Several studies focused on this issue, paying particular attention to the cockpit design and equipment [source] [source]. Regarding the AH-64E Apache helicopter, in 2015, Taylor suggested two innovations:
- The Sensor Guide Mode (LOI 3.5): partial relief of the navigation responsibility while maintaining the sensor’s control. [source]
- Sensor Slave Functionality: a function capable of automatically harmonising the UAV optical sensor with the Apache’s one, thus reducing the input.

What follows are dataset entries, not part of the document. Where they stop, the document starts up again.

PR #1477, opened 2019-02-19
[OCaml] Add %feature(thread) to release the OCaml master lock

ZackerySpytz:
The caml_release_runtime_system() and caml_acquire_runtime_system()
functions are provided by the OCaml C API to release and acquire the
master lock.  This can be helpful for multi-threaded applications.

### DIFF
--- a/Doc/Manual/Contents.html
+++ b/Doc/Manual/Contents.html
@@ -1824,6 +1824,7 @@
 <ul>
 <li><a href="Ocaml.html#Ocaml_nn33">Module docstring</a>
 </ul>
+<li><a href="Ocaml.html#Ocaml_nn34">%feature("thread")</a>
 </ul>
 </div>
 <!-- INDEX -->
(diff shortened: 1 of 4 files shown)


ojwb:
I know little to nothing about ocaml, but this seems plausible to me.  There really should be a testcase exercising the new feature though, if possible one which shows that the master lock does get released and then reclaimed.

wsfulton:
@ZackerySpytz this looks okay, but a simplified version of the Python `-threads` option and associated features. Most of the documentation is at http://swig.org/Doc4.0/Python.html#Python_multithreaded. I would at least try and get the feature names the same as in Python before merging.

ojwb:
> @ZackerySpytz this looks okay, but a simplified version of the Python `-threads` option and associated features. Most of the documentation is at http://swig.org/Doc4.0/Python.html#Python_multithreaded. I would at least try and get the feature names the same as in Python before merging.

That seems sensible.

@ZackerySpytz are you still interested in getting this merged?

PR #1480, opened 2019-02-21
Fix some rejections of valid floating-point literals

ZackerySpytz:
Some valid floating-point literals were giving
"Error: Syntax error in input(1)".


wsfulton:
Thanks, that's a useful fix.

PR #1481, opened 2019-02-21
Updated java std_map to support Obj derivatives by importing original for use in class

zphensley42:
I am not sure what branch this should go to, so I just made changes from master -> master. Our projects are using a more modified version than this, but I felt this was a necessary change for mainline.

If your native wrappers provide their own 'Object' class, the lack of an import here ends up using the same 'Object' class in the generated package, thus causing compilation errors as it attempts to cast your generated 'Object' to other java.lang.Object derivatives, like String.


wsfulton:
I think I'd prefer a global replace of Object with java.lang.Object instead. I don't like to 'use up' the javaimports typemap so that it is free for users to use.

zphensley42:
Fair. I'll update my pr later today or tomorrow.

PR #1483, opened 2019-02-22
Fix the handling of director classes with final methods

### LINKED ISSUE #564: Directors try to handle methods marked as final in a subclass.
I used `%feature("director") MyClass;`. `MyClass` has a virtual method `virtual void MyClass::foo();` that is marked `final` in a subclass: `void Subclass::foo() final;`. SWIG still attempts to make `Subclass::foo()` a director method. This can be fixed by using `%feature("nodirector") MyClass::foo;`, but that is undesirable, as other subclasses of `MyClass` in my target language might want to implement `foo()`.

ZackerySpytz:
Generated SwigDirector_* classes were attempting to override
methods marked as final.

In addition, give a warning if the destructor of a director class is
final.

Closes #564.

### DIFF
--- a/Doc/Manual/Warnings.html
+++ b/Doc/Manual/Warnings.html
@@ -535,6 +535,7 @@ example.i(4) : Syntax error in input(1).
 <li>522. Use of an illegal constructor name '<em>name</em>' in %extend is deprecated, the constructor name should be '<em>name</em>'.
 <li>523. Use of an illegal destructor name '<em>name</em>' in %extend is deprecated, the destructor name should be '<em>name</em>'.
 <li>524. Experimental target language. Target language <em>language</em> specified by <em>lang</em> is an experimental language. Please read about SWIG experimental languages, <em>htmllink</em>.
+<li>525. The director base class '<em>name</em>' or the destructor of director base class '<em>name</em>' is marked as final.
 </ul>
 
 <H3><a name="Warnings_doxygen">18.9.6 Doxygen comments (560-599)</a></H3>
--- a/Examples/test-suite/cpp11_final_directors.i
+++ b/Examples/test-suite/cpp11_final_directors.i
@@ -1,0 +1,18 @@
+%module(directors="1") cpp11_final_directors
+
+%warnfilter(SWIGWARN_PARSE_KEYWORD) final;
+
+%director Derived;
+
+%inline %{
+struct Base {
+  virtual void basemeth() final {}
+  virtual ~Base() {}
+};
+
+struct Derived : Base {
+  virtual int derivedmeth() final { return 1; }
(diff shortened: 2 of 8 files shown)


Examples/test-suite/cpp11_final_directors.i
```diff
@@ -0,0 +1,18 @@
+%module(directors="1") cpp11_final_directors
+
+%warnfilter(SWIGWARN_PARSE_KEYWORD) final;
```
ojwb: This should only be needed if something gets wrapped as the identifier `final` in the target language (e.g. if there was a method, class or variable called `final`) but that's not the case here.  That's because `final` is a keyword in some target languages (e.g. Java).

I tried removing this line and your new testcase still seems to pass.

ZackerySpytz: Thank you for your comment, @ojwb. You are absolutely right.

Also, this PR needs to add cpp11_final_directors to Examples/test-suite/common.mk.

Doc/Manual/Warnings.html
```diff
@@ -535,6 +535,7 @@ <H3><a name="Warnings_nn14">18.9.5 Code generation (500-559)</a></H3>
 <li>522. Use of an illegal constructor name '<em>name</em>' in %extend is deprecated, the constructor name should be '<em>name</em>'.
 <li>523. Use of an illegal destructor name '<em>name</em>' in %extend is deprecated, the destructor name should be '<em>name</em>'.
 <li>524. Experimental target language. Target language <em>language</em> specified by <em>lang</em> is an experimental language. Please read about SWIG experimental languages, <em>htmllink</em>.
+<li>525. The director base class '<em>name</em>' or the destructor of director base class '<em>name</em>' is marked as final.
```
wsfulton: The documentation of this warning is different to the actual warning issued. Perhaps you intended to issue this warning whenever a final method was parsed and then removed the warning?

It looks like a class with a final destructor and is marked with feature director will not be a director class and then you get the warning. I think the coding of the implementation in the patch is best wrt expected warnings and behaviour. I'd like to see a couple of lines of documentation in the Directors section stating what is probably pretty obvious. That is virtual final methods are ignored without warning. Any class marked with director issues the warning and is equivalent to marking it with nodirector.

wsfulton:
I got a bit carried away and finished this patch, fixing the seg faults in C#. The combined changes are in bc0645ce2bc5afb19c62e4c6246397b9c2080d37.

Doc/Manual/Warnings.html
ZackerySpytz: I had intended to use this warning when support for final classes is added to SWIG. Marking a class' dtor as final is effectively the same as marking the whole class as final.

PR #1484, opened 2019-02-22
Namespace quirks

fschlimb:
continuation of #1115 (rebasing my branch seemed to confuse CI)

### DIFF
--- a/Source/CParse/templ.c
+++ b/Source/CParse/templ.c
@@ -329,6 +329,7 @@ int Swig_cparse_template_expand(Node *n, String *rname, ParmList *tparms, Symtab
 
     if (tp) {
       Symtab *tsdecl = Getattr(n, "sym:symtab");
+      String *tsname = Getattr(n, "sym:name");
       while (p && tp) {
 	String *name, *value, *valuestr, *tmp, *tmpr;
 	int sz, i;
@@ -376,11 +377,9 @@ int Swig_cparse_template_expand(Node *n, String *rname, ParmList *tparms, Symtab
 	      We will not replace template args if a type/class exists with the same
 	      name which is not a template.
 	    */
-	    Node * __n = Swig_symbol_clookup(s, 0);
-	    String * __nn = __n ? Getattr(__n, "sym:name") : 0;
-	    String * nn = __nn ? Getattr(n, "sym:name") : 0;
-	    int __eq = __nn && nn ? Strcmp(nn, __nn) : 1;
-	    if(__eq!=0 || Getattr(__n, "templatetype")) {
+	    Node * tynode = Swig_symbol_clookup(s, 0);
+	    String *tyname  = tynode ? Getattr(tynode, "sym:name") : 0;
+	    if (!tyname || !tsname || !Equal(tyname, tsname) || Getattr(tynode, "templatetype")) {
 	      SwigType_typename_replace(s, name, dvalue);
 	      SwigType_typename_replace(s, tbase, iname);
 	    }
--- a/Source/CParse/templ.c
+++ b/Source/CParse/templ.c
@@ -50,6 +50,7 @@ void Swig_cparse_debug_templates(int x) {
  * patching typenames and other aspects of the node according to a list of
  * template parameters
  * ----------------------------------------------------------------------------- */
+
 static void cparse_template_expand(Node *templnode, Node *n, String *tname, String *rname, String *templateargs, List *patchlist, List *typelist, List *cpatchlist) {
   static int expanded = 0;
   String *nodeType;
--- a/Source/CParse/templ.c
+++ b/Source/CParse/templ.c
@@ -260,7 +260,7 @@ int Swig_cparse_template_expand(Node *n, String *rname, ParmList *tparms, Symtab
   String *tbase;
   String *scopename = 0;
   String *tmp = tscope ? Getattr(tscope, "name") : 0;
-  if( tmp ) {
+  if (tmp) {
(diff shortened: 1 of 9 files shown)


fschlimb:
This is the continuation of #1115; I opened a new PR because rebasing my branch seemed to confuse CI.

I simplified the code and also reduced to changes related to the template/namespace issue. Most of the removed pieces from #1115 went into #1488.

I added a more extensive test-case also covering the case from #810.  I will check with our project to see if the new SWIG code-base together with this makes #810 unnecessary. I'll leave #810 open until I clarified. 

@wsfulton @ojwb Any other comments/thoughts/requests?

Source/CParse/templ.c
```diff
@@ -371,11 +370,20 @@ int Swig_cparse_template_expand(Node *n, String *rname, ParmList *tparms, Symtab
...
-	    SwigType_typename_replace(s, name, dvalue);
-	    SwigType_typename_replace(s, tbase, iname);
-	    /*      Printf(stdout,"'%s'\n", s); */
+	    /*
+	      The approach of 'trivially' replacing template arguments is kind of fragile.
+	      In particular if types with similar name in different namespaces appear.
+	      We will not replace template args if a type/class exists with the same
+	      name which is not a template.
+	    */
+	    Node * __n = Swig_symbol_clookup(s, 0);
```
ojwb: Identifiers containing a double underscore anywhere are reserved (https://en.cppreference.com/w/cpp/language/identifiers) so these variables really need renaming to not use reserved names.

Source/CParse/templ.c
```diff
@@ -371,11 +370,20 @@ int Swig_cparse_template_expand(Node *n, String *rname, ParmList *tparms, Symtab
...
+	    String * __nn = __n ? Getattr(__n, "sym:name") : 0;
+	    String * nn = __nn ? Getattr(n, "sym:name") : 0;
+	    int __eq = __nn && nn ? Strcmp(nn, __nn) : 1;
```
ojwb: This is confusing code.  The variable is called `__eq` which suggests it's true if equal, but (when both the arguments are non-NULL) it's set to the result of `Strcmp()`, which is `0` if equal and non-zero if non-equal.  So if the strings are equal, it seems `__eq` is false!?!

Better to compare the strings with `Equal(a, b)` and make the sense of the variable match what its name suggests.

Source/CParse/templ.c
```diff
@@ -371,11 +370,20 @@ int Swig_cparse_template_expand(Node *n, String *rname, ParmList *tparms, Symtab
...
+	    if(__eq!=0 || Getattr(__n, "templatetype")) {
```
ojwb: The whitespace here doesn't match the SWIG code (should have a space after `if` and spaces around `!=`).

Source/CParse/templ.c
fschlimb: done

Source/CParse/templ.c
fschlimb: done

Source/CParse/templ.c
fschlimb: done

fschlimb:
@ojwb thanks for your review. I made the suggested changes.

ojwb:
Thanks.  Looks OK to me now, but I think it would be good for @wsfulton to review too.

fschlimb:
@wsfulton, any chane this will ever make it to master?

ojwb:
I've pushed a minor whitespace tweak to the branch (the other pre-function comment blocks have a line after them before the function, at least in this file, so removing this one seems undesirable) which should also mean we'll get up to date CI results, but annoyingly a whole slew of builds seem to have failed for some sort of unrelated CI system reason.  

I'm hesitant to merge this without a thumbs up from @wsfulton as I'm not quite sure I've got my head around exactly what the problem is that this addresses.  From this comment I gather it's to do with doing a textual search and replace to expand template arguments but I haven't fully understood what goes wrong:

```
              The approach of 'trivially' replacing template arguments is kind of fragile.
	      In particular if types with similar name in different namespaces appear.
	      We will not replace template args if a type/class exists with the same
	      name which is not a template.
```

Maybe we can make the substitution a bit smarter for a better fix.

fschlimb:
I guess the fundamental problem is that SWIG tries to implement full C++ compiler frontend and uses such "trivial" replacements at various places (not only here). I am actually surprised how well this works for so many codes. Chapeau! Template and template argument substitution is a very complex issue with many subtleties. Trying to solve this would probably require a fundamentally different approach.
As far as I remember this fix does not introduce any regression (in the test suite) but makes SWIG support a larger set of possible namespace/template constructs.

wsfulton:
I've added this to the swig-4.1 milestone for review before we release the next version.

wsfulton:
fa00622614d35716b429b12aa9dc1bde8e4b586d contains the majority of this patch, that is, the changes in templ.c and the test case. The only observable fix I could see from the testcase was for Bar:
```c++
              namespace A { class Bar {}; }
              namespace B { template<typename T, typename U> class Bar : public A::Bar {}; }
 ```
I couldn't see any observable difference for the changes in typepass.cxx in either the test-suite nor the additional test case here; the change doesn't look unreasonable, but I'd like an example of the specialization that requires the change in order to accept it.

fschlimb:
Are you saying that the test here works correctly with fa00622?

wsfulton:
Yes, fa00622 includes the testcase from this pull request.

Issue #103, opened 2013-11-04
Thread Safety Bugfix


tjachmann:
There is a severe bug regarding thread savity in the functions 
SWIG_TypeCheckStruct and SWIG_TypeCheck, that did cost me quite some time to figure out. I propose to generally apply the following bugfix, so others do not run into this too. 

The commented code below in these functions is not thread safe, as the swig_type_info structures are static. So using for example multiple Lua States, running on different threads results in hard to find and reproduce, mind blowing, random errors and all kinds of strange misbehaviour...

The function is at least used commonly in the generated wrapper functions for Lua.
And I guess it is also used for all the other languages as well, but I have not checked this. So I guess without this bugfix, probalbly all language wrappers are NOT thread safe without the following fix:

```
/*
  Check the typename
*/
SWIGRUNTIME swig_cast_info *
SWIG_TypeCheck(const char *c, swig_type_info *ty) {
  if (ty) {
    swig_cast_info *iter = ty->cast;
    while (iter) {
      if (strcmp(iter->type->name, c) == 0) {
        if (iter == ty->cast)
          return iter;

        /*
        THREAD SAVITY BUGFIX. See also SWIG_TypeCheckStruct

        Move iter to the top of the linked list
        iter->prev->next = iter->next;
        if (iter->next)
          iter->next->prev = iter->prev;
        iter->next = ty->cast;
        iter->prev = 0;
        if (ty->cast) ty->cast->prev = iter;
        ty->cast = iter;
        */
        return iter;
      }
      iter = iter->next;
    }
  }
  return 0;
}

/*
  Identical to SWIG_TypeCheck, except strcmp is replaced with a pointer comparison
*/
SWIGRUNTIME swig_cast_info *
SWIG_TypeCheckStruct(swig_type_info *from, swig_type_info *ty) {

  if (ty) {
    swig_cast_info *iter = ty->cast;
    while (iter) {
      if (iter->type == from) {
        if (iter == ty->cast)
          return iter;

        /*                                                         
        THREAD SAVITY BUGFIX. 

        Move iter to the top of the linked list
        iter->prev->next = iter->next;
        if (iter->next)
          iter->next->prev = iter->prev;
        iter->next = ty->cast;
        iter->prev = 0;
        if (ty->cast) ty->cast->prev = iter;
        ty->cast = iter;
        */

        return iter;
      }
      iter = iter->next;
    }
  }
  return 0;
}
```

Alternate solutions:
[...]

Issue #3121, opened 2025-02-06
Support free-threaded Python


ngoldbaum:
It should be possible to use SWIG to build a Python C extension for use with the free-threaded build of CPython.

I'm working at Quansight Labs along with a small team to improve ecosystem support for free-threaded Python. We've put together some documentation that is a good place to start: https://py-free-threading.github.io.

One big wrinkle that might come up is that free-threaded 3.13 (and maybe 3.14) won't support the limited API, so free-threaded extensions must use the version-specific ABI.

When we added free-threading support in other wrapper tools like Cython, PyO3, and F2Py the job of adding free-threaded support was first to make sure generated wrapping code is thread-safe. Once that's done, there needs to be a way for the extension author to signal that they think the extension is thread-safe.

wsfulton:
Your link led me to [Quansight Labs blog post about work on free-threading](https://labs.quansight.org/blog/free-threaded-python-rollout) and it looks like a great initiative. Indeed it should be possible for the code that SWIG generates to support free-threaded Python.

Given SWIG generates bindings for hundreds of Python extensions, it makes sense for SWIG to be involved. Good to have a heads up of this initiative and we can do what we can to help. Just so that you know, the SWIG developers are struggling to keep up with patches and necessary improvements and if Quansight Labs can assist, as you do other Python open source projects, it would certainly help the wider Python ecosystem and free-threaded Python stability. The most beneficial thing would be to find an advanced C Python API expert who can join the SWIG developer community to manage patches/pull requests and make other improvements into the SWIG code base. I say this as the SWIG developers are volunteers, are very few and without a sponsored SWIG developer, we're never going to keep up. Feel free to contact me offline or discuss further here if you feel Quansight can help.

wsfulton:
Please try out the free threaded Python support from #3137 which has now been merged to master for inclusion in swig-4.4.0.

wsfulton:
@ngoldbaum, perhaps you could update the compatibility site for SWIG at https://py-free-threading.github.io/tracking/.

ngoldbaum:
> [@ngoldbaum](https://github.com/ngoldbaum), perhaps you could update the compatibility site for SWIG at https://py-free-threading.github.io/tracking/.

see https://github.com/Quansight-Labs/free-threaded-compatibility/pull/173

crusaderky:
Follow-up to this:
- https://github.com/swig/swig/pull/3215

PR #3137, opened 2025-03-09
added support for Python free threading (aka no-gil)

klausspanderen:
Python 3.13 now supports free threading (aka disabling the GIL). Some marcos are deemed unsafe for this use case and should be disabled. In addition a variant of [Thread Safety Bugfix #103](https://github.com/swig/swig/issues/103) needs to be put in place.

### DIFF
--- a/Examples/test-suite/python/langobj_runme.py
+++ b/Examples/test-suite/python/langobj_runme.py
@@ -3,6 +3,10 @@ from langobj import *
 
 
 x = 256*256+1
+
+# avoid immortal object in no-gil scenario
+x += 1
+
 rx = sys.getrefcount(x)
 v = identity(x)
 rv = sys.getrefcount(v)
--- a/Lib/python/pyhead.swg
+++ b/Lib/python/pyhead.swg
@@ -103,7 +103,7 @@ SWIG_Python_str_FromChar(const char *c)
 #endif
 
 /* Increment and Decrement wrappers - for portability when using the stable abi and for performance otherwise */
-#if defined(Py_LIMITED_API) || defined(Py_GIL_DISABLED)
+#ifdef Py_LIMITED_API
 # define SWIG_Py_INCREF Py_IncRef
 # define SWIG_Py_XINCREF Py_IncRef
 # define SWIG_Py_DECREF Py_DecRef
--- a/Lib/python/pyhead.swg
+++ b/Lib/python/pyhead.swg
@@ -75,7 +75,20 @@ SWIG_Python_str_FromChar(const char *c)
 #define Py_hash_t long
 #endif
 
-#ifdef Py_LIMITED_API
+#ifdef Py_GIL_DISABLED
+# undef PyTuple_GET_ITEM
+# undef PyTuple_SET_ITEM
+# undef PyTuple_GET_SIZE
+# undef PyCFunction_GET_FLAGS
+# undef PyCFunction_GET_FUNCTION
+# undef PyCFunction_GET_SELF
+# undef PyList_GET_ITEM
+# undef PyList_SET_ITEM
+# undef PySliceObject
+#endif
+
+
+#if defined(Py_LIMITED_API) || defined(Py_GIL_DISABLED)
 # define PyTuple_GET_ITEM PyTuple_GetItem
 /* Note that PyTuple_SetItem() has different semantics from PyTuple_SET_ITEM as it decref's the original tuple item, so in general they cannot be used
   interchangeably. However in SWIG-generated code PyTuple_SET_ITEM is only used with newly initialized tuples without any items and for them this does work. */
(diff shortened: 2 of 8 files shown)


Lib/python/pyhead.swg
```diff
@@ -75,7 +75,20 @@ SWIG_Python_str_FromChar(const char *c)
...
+# undef PyTuple_SET_ITEM
+# undef PyTuple_GET_SIZE
+# undef PyCFunction_GET_FLAGS
+# undef PyCFunction_GET_FUNCTION
+# undef PyCFunction_GET_SELF
+# undef PyList_GET_ITEM
+# undef PyList_SET_ITEM
+# undef PySliceObject
+#endif
+
```
wsfulton, line 89: Do you have a reference or reason for undefiningthese?

Lib/swigrun.swg
```diff
@@ -278,6 +278,7 @@ SWIG_TypeCheck(const char *c, swig_type_info *ty) {
       if (strcmp(iter->type->name, c) == 0) {
         if (iter == ty->cast)
           return iter;
+#ifndef Py_GIL_DISABLED
```
wsfulton, line 281: I presume this is a performance optimisation you've disabled so that `SWIG_TypeCheck` can be called from multiple threads without having to add a lock ???

wsfulton: Seems like it is having digested https://github.com/swig/swig/issues/103 more thoroughly.

Lib/python/pyhead.swg
klausspanderen: https://py-free-threading.github.io/porting/ states that some low level macros like PyList_SET_ITEM aren't safe with free threading. Hence I've undef the macros and redefined them using the limited api version in the next define section.

klausspanderen:
I had to make a few minor changes to get CI working with python3.13t.

configure.ac
```diff
@@ -2075,6 +2075,13 @@ else
     if test -z "$PYVER"; then
       PYVER=0
     fi
+
+    AC_MSG_CHECKING([for $PYTHON3 GIL is disabled])
+    PYGIL=`($PYTHON3 -c "import sysconfig; print(not bool(sysconfig.get_config_var('Py_GIL_DISABLED')))") 2>/dev/null`
+    AC_MSG_RESULT($PYGIL)
+    if test x"$PYGIL" = x"False"; then
+      PYTHON3="$PYTHON3 -Xgil=0"
+    fi
```
wsfulton, line 2084: This results in output:
```
checking for python3.13t GIL is disabled... False
```
Isn't the logic wrong here? It should surely output True. Then I don't think you need `-Xgil=0` to turn off the GIL if PYGIL is True. But if it is really needed the docs imply it should be with a space `-X gil=0` ... https://docs.python.org/3/using/cmdline.html#cmdoption-X.

We'll need to think of some way to show clearly that the GIL is turned off in the build or configure output, but probably the additional `AC_MSG_RESULT` is good enough once corrected.

Examples/test-suite/python/langobj_runme.py
```diff
@@ -3,6 +3,10 @@
 
 
 x = 256*256+1
+
+# avoid immortal object in no-gil scenario
+x += 1
+
```
wsfulton, line 9: Could you elaborate on this please? I don't understand why immortal objects are not allowed in no-gil scenarios.

configure.ac
klausspanderen: arrg...you are right, the comment needs to be other way around, fixed it. W.r.t. the command line option -Xgil=0, I think we need it because it ensures that the GIL stays disabled even if test cases import libraries, which are not explicitly build for the free threading case (the space between -X and gil is not needed), otherwise an import might enable the GIL back again.

wsfulton:
Thanks @klausspanderen for this. I've squashed your changes and added some refinements and docs, see d96024bb0e3ee35f13349df0d004c5b4a5a9cfed...298c489dc623046466485c60d61849db5b40ae6.

configure.ac
wsfulton: I made a few tweaks in 1b09f4f11112f0276f7b64c54e2a1ea73062fe52 to make it give more standard configure output.

wsfulton:
Related issue #3121.

ngoldbaum:
This probably deserves at least a mention in the SWIG documentation. In particular, that SWIG isn't doing anything to guard against any thread-unsafe wrapped native code (at least from what I can tell, reading the PR diff) and it's up to users to prevent unsafe shared mutation using either Python-level locking in Python wrapper code or using native locking (e.g. making the wrapped native code thread-safe).

wsfulton:
Hopefully 4167b0275adc574f86914e42fb5ef9639b2b25a5 makes this clear enough now.

PR #3143, opened 2025-03-25
Remove redundant casts to const char* after using GetStringUTFChars method

DLuchyk:
This PR introduces an improvement aimed at reducing SonarQube issues in SWIG. Our team has been maintaining local modifications to address static analysis findings, and we would like to contribute these changes upstream.

The signature of the function:
`const char * GetStringUTFChars(...); `
There is no reason of casting the return value to `const char *`


ojwb:
Thanks.  Looks like these probably came from copying typemaps which used `GetStringChars()` - that returns `const jchar *` so a cast may be needed.

PR #3145, opened 2025-03-25
Refactor SWIG Code to Address SonarQube Rule cpp:S5827

DLuchyk:
This PR refactors SWIG's C++ code to comply with SonarQube rule cpp:S5827, which recommends using auto to eliminate redundant type declarations. By applying this change, we improve code readability, maintainability, and reduce unnecessary verbosity while preserving functionality.


ojwb:
Sorry, we can't take this patch.

The generated code needs to be valid C++98 (unless only emitted when wrapping features from newer C++ standards - e.g. if actually wrapping `auto` it's OK to emit code using `auto` or indeed other C++11 features).

You'll have to just turn off this code style check for SWIG-generated code.

PR #3146, opened 2025-03-26
Address s5416 SonarQube issue for carrays.i&javahead.swg files

DLuchyk:
This PR introduces an improvement aimed at reducing SonarQube issues in SWIG. Our team has been maintaining local modifications to address static analysis findings, and we would like to contribute these changes upstream.
This pull request addresses SonarQube rule cpp:S5416: "using" should be preferred to "typedef" for type aliasing.


ojwb:
This form of `using` was new in C++17 so we can't merge this.  Essentially the same reason as #3145.

It's really not useful to keep submitting such patches.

Besides, The US Supervisory Controller for Optional Role Allocation for Cueing of Human Operators program (SCORCH) is exemplary. It articulates the potential solutions on three separate axes:
- Revised pilot-vehicle interface: optimisation of the cockpit by integrating the HD full-colour touchscreen displays to overcome the rigidity of the traditional button system.
- Sensor management aide: Algorithms capable of independently searching the ground through the control of the UA optical sensors.
- Attention allocation aide: Cognitive Decisions Aiding System (CDAS) that would improve the crew search behaviour by detecting eye movement and suggesting areas that lack focus.
MUM-T is a promising weapon system that aims to coordinate Manned and Unmanned vehicles, combining their complementary strengths. More specifically, MUM-T advantages are abating costs, reducing collateral damages, improving lethality, increasing survivability and high adaptability. Even if there is an overload risk for human operators, technological innovations offer multiple solutions to this issue. The multibillion-dollar investments from some European countries further confirm this technology’s validity and immense potential.